Underwater panther

An underwater panther, called Mishipeshu or Mishibijiw in Ojibwe, is one of the most important of several mythological water beings among many Great Lakes and Northeastern Woodlands Native American tribes, particularly among the Anishinaabe peoples.

Mishipeshu translates into "the Great Lynx". It has the head and paws of a giant cat but is covered in scales and has dagger-like spikes running along its back and tail.

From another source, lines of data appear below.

PR #541, opened 2023-01-10
editing checks on rack function of analyticslib.q

mattdeshAQ:
Bug fix for new TorQ Version (4.2.1).

### DIFF
--- a/README.md
+++ b/README.md
@@ -39,6 +39,8 @@ Then:
 Head to the address it gives you to check if your changes have worked. More information about using mkdocs can be found [here](http://www.mkdocs.org/)
 
 ## Release Notes
+- **4.2.1, Jan 2023**
+  * Bug fixes
 - **4.2.0, Dec 2021**
   * Added functionality to Data Access API
   * Added Data Striping
--- a/README.md
+++ b/README.md
@@ -39,8 +39,17 @@ Then:
 Head to the address it gives you to check if your changes have worked. More information about using mkdocs can be found [here](http://www.mkdocs.org/)
 
 ## Release Notes
-- **4.2.1, Jan 2023**
+- **4.3.0, Jan 2023**
   * Bug fixes
+  * Updated documentation
+  * Added functionality for programmatically starting additonal TorQ processes within q processes in the cloud
+  * Improved distribution of syms when using stripe function
+  * Improved WDB reload functionality
+  * Improved functionality of Data Access API & applied bug fixes
+  * Added configurable WDB merge functionality
+  * Fixes to subscriber functionality via .u.sub when utilising batch mode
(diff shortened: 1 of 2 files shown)


hamza060 (approved):

code/common/analyticslib.q
```diff
@@ -96,8 +96,6 @@ intervals:{[args]
 
 /rack function
 rack:{[args]
-    / Call general check args function
-    checkargs[args;`table`keycols`base`fullexpansion`timeseries`round;" sSB"];
```
jonathonmcmurray, line 100: PR description doesn't give much context - why is this being removed? are there any potential issues that could arise from not checking args?

README.md
```diff
@@ -39,6 +39,8 @@ Then:
 Head to the address it gives you to check if your changes have worked. More information about using mkdocs can be found [here](http://www.mkdocs.org/)
 
 ## Release Notes
+- **4.2.1, Jan 2023**
+  * Bug fixes
```
jonathonmcmurray, line 43: Is there nothing other than bug fixes added since last release?

jonnypress: @mattdeshAQ can you make this 4.3.0

mattdeshAQ: My bad, I didn't realise there were so many other commits which will be part of the new version.

code/common/analyticslib.q
hamza060: It seems the second arg to `checkarg[]` is setting the dict keys to all being required rather than the actual required keys ```` `table`keycols ```` from [here](https://aquaqanalytics.github.io/TorQ/analyticslib/#usage_3)
Looking at the other functions, they have specified required keys as well.

README.md
mattdeshAQ: This has been updated now

code/common/analyticslib.q
mattdeshAQ: Yes as Hamza has said above, the checkargs function is reporting the keys: 
\`table\`keycols\`base\`fullexpansion\`timeseries\`round 
as required, whereas this doesn't seem to be the intention from the [documentation](https://aquaqanalytics.github.io/TorQ/analyticslib/#usage_3) (should only be \`table and \`keycols required).  Removing this for now will allow use of the .al.rack function as intended.

jonathonmcmurray: so why not keep table & keycols in here instead of completely removing? seems like if we remove this check, it will try to execute with those required args missing and then return a less clear error message when it later fails

mattdeshAQ: That's been re-added with those changes now

jonathonmcmurray (approved):
LGTM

Mishipeshu calls Michipicoten Island in Lake Superior his home and is a powerful creature in the mythological traditions of some Native American tribes, particularly Anishinaabe tribes, the Odawa, Ojibwe, and Potawatomi, of the Great Lakes region of Canada and the United States.[1][2] In addition to the Anishinaabeg, Innu also have Mishibizhiw stories.[3]

To the Algonquins, the underwater panther was the most powerful underworld being. The Ojibwe traditionally held them to be masters of all water creatures, including snakes. Some versions of the Nanabozho creation legend refer to whole communities of water lynx.[4]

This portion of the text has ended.